Lokales FD 02.10.2025

antonius feiert Tag der Stiftungen – „Sind Herzensangelegenheiten“

Fulda (pn) – Als eine von 63 Stiftungen in Fulda erinnerte sich die Bürgerstiftung antonius : gemeinsam Mensch im Rahmen des Tags der Stiftungen an ihre Anfänge und an die gesellschaftliche Bedeutung dieser Initiativen heutzutage. „Stiftungen werden da notwendig, wo der Staat aufhört: Sie können sich Projekten kompetent und zeitnah widmen und dabei Konzepte entwickeln und agieren, während der Staat in langwierige Gesetzgebungsverfahren verwickelt ist“, berichteten Kommunikationsleiter Alexander Gies und Aylin Jordan.

Foto: Paula Nöllenheidt.

„Stiftungen sind tendenziell immer auf einen unendlichen Zeitraum angelegt, deutschlandweit sind aber nur wenige hunderte älter als antonius : gemeinsam Mensch“, erklärte Gies. Sowohl in Hessen als auch deutschlandweit würde die Zahl der Stiftungen zunehmen, dadurch, dass seit der Gründung der Bundesrepublik Vermögen aufgebaut wurden, welche in langfristige Projekte gesteckt werden. Durch die Spezialisierung auf das Themengebiet der Inklusion sei es das Ziel von antonius, „Menschen mit Behinderungen eine vollständige Teilhabe an der Gesellschaft zu ermöglichen und dabei ein selbstbestimmtes Leben zu gewährleisten“, so Gies.

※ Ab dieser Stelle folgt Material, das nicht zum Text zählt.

Issue #255, opened 2026-02-17
Improve CI reliability and efficiency


HamdaanAliQuatil:
CI is unreliable: tests fail randomly. Multiple issues:

- Tests run 2-3 times per job (VM twice, Chrome twice)
- Separate coverage jobs duplicate all test runs
- macOS times out after 15 minutes
- Mobile emulators are flaky

We plan to ship it in two parts:

Structural Cleanup: 
- [x] Add concurrency group (cancel superseded runs)
- [x] Remove macos-14 (duplicate of macos-15)
- [x]  Merge linux-coverage and windows-coverage into main jobs
- [x]  Fix redundant test runs (VM/Chrome now run once per job)
- [ ]  ~~Make iOS/Android non-blocking (continue-on-error: true)~~

Emulator Reliability:
The goal is to make mobile tests deterministic by enabling retries and improving infrastructure.

Android

- [ ]  ~~Downgrade API 36 to 34 (36 has a known emulator issue; need to evaluate if it was upgraded for a specific reason)~~
- [ ]  Cache AVD snapshots (actions/cache@v4)
- [x]  Add headless flags: -no-window -gpu swiftshader_indirect -noaudio
- [x]  Add 3-attempt retry loop 

iOS
- [ ]  Add 2-attempt retry wrapper (nick-fields/retry@v3)

Future Discussion:

- [ ]  Debug macOS WASM hang (causes 15min timeout)
- [ ]  Evaluate if Firefox is needed on all platforms
- [ ]  Consider Linux-only coverage

Open for opinions

harrshita123:
Hi ,
I am interested in working on this PR and would love to help move it forward. Please let me know if there is anything specific I can take up or assist with.

HamdaanAliQuatil:
Hey @harrshita123, sure, we'd love some help!

For context, we are currently migrating to Dart-native build hooks. I've updated several tests in #236 that need to ship alongside those native hooks, so those specific test updates are currently blocked until the migration lands.

There are several CI infrastructure fixes we can land immediately. When I say the tests "fail randomly," here is exactly what's happening under the hood:

1. Test Timeouts: You might notice `RSA-PSS: 4096/e3/sha-384/s0 -- generateKeyPair()` timing out. RSA-4096 key generation is computationally expensive and frequently exceeds the default 30-second test timeout on loaded CI runners.
[...]

PR #257, opened 2026-03-08
ci: retry flaky iOS tests and run Android emulator headless

harrshita123:
Part of #255

iOS was failing due to the simulator debug connection timing out, so wrapped the test step with nick-fields/retry (2 attempts).

For Android added the headless emulator flags (-no-window -gpu swiftshader_indirect  -no audio -no-boot-anim).

### DIFF
--- a/.github/workflows/test.yml
+++ b/.github/workflows/test.yml
@@ -43,14 +43,6 @@ jobs:
       - run: flutter test --platform chrome
       - run: xvfb-run flutter test integration_test/webcrypto_test.dart -d linux
         working-directory: ./example
-      - uses: nanasess/setup-chromedriver@v2
-      - name: Run integration_test with chromedriver
-        working-directory: ./example
-        run: |
-          xvfb-run ../tool/with-chromedriver.sh flutter drive \
-            --driver=test_driver/integration_test.dart \
-            --target=integration_test/webcrypto_test.dart \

Gegründet wurde die Stiftung 1902 von Maria Rang, was für die damalige Zeit eine ungewöhnliche Tat gewesen sei, besonders für eine Frau. Mit Unterstützung des damaligen Bischofs und des Oberbürgermeisters sei so eine Institution entstanden, bei der sich anfangs die Vinzentinerinnen tatkräftig um die Schul- und Ausbildung der Menschen gekümmert hätten. Während das Gelände damals noch außerhalb der Stadt gelegen habe, ist es heute umarmt von Stadtteilen und es entstanden immer neue Bereiche. „Die Botschaft, die wir daraus ziehen, ist, dass wenn es so Menschen wir Maria Rang nicht geben würde, viele solcher Initiativen nicht zum Blühen kommen könnten. Stiftungen sind also immer Herzensangelegenheiten und damit essentiell“, betonen Jordan und Gies.